WORK REQUIRED> Return, exactly, the line that contains "If you want" together with all lines after it to the end of the entries, and no further lines.

Collected data>
========================================================================

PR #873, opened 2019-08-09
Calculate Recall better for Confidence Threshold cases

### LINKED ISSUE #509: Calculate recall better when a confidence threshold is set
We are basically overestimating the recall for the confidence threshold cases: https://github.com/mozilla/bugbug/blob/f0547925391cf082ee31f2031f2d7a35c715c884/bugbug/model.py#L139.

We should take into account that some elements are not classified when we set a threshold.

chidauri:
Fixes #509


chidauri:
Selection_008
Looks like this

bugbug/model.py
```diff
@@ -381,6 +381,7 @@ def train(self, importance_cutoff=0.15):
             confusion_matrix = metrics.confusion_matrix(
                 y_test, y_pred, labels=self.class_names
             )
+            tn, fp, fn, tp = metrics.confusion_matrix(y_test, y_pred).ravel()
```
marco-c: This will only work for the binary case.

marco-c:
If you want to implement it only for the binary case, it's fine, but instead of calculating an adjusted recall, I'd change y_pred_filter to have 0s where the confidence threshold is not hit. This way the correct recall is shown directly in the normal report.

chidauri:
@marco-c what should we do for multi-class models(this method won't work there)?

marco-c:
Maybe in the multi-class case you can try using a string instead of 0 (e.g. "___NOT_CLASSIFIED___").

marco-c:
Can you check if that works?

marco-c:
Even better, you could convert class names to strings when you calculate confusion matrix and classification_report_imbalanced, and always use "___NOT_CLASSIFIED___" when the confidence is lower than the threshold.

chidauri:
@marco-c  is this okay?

========================================================================

OUTPUT FOR THIS TASK>
If you want to implement it only for the binary case, it's fine, but instead of calculating an adjusted recall, I'd change y_pred_filter to have 0s where the confidence threshold is not hit. This way the correct recall is shown directly in the normal report.

chidauri:
@marco-c what should we do for multi-class models(this method won't work there)?

marco-c:
Maybe in the multi-class case you can try using a string instead of 0 (e.g. "___NOT_CLASSIFIED___").

marco-c:
Can you check if that works?

marco-c:
Even better, you could convert class names to strings when you calculate confusion matrix and classification_report_imbalanced, and always use "___NOT_CLASSIFIED___" when the confidence is lower than the threshold.

chidauri:
@marco-c  is this okay?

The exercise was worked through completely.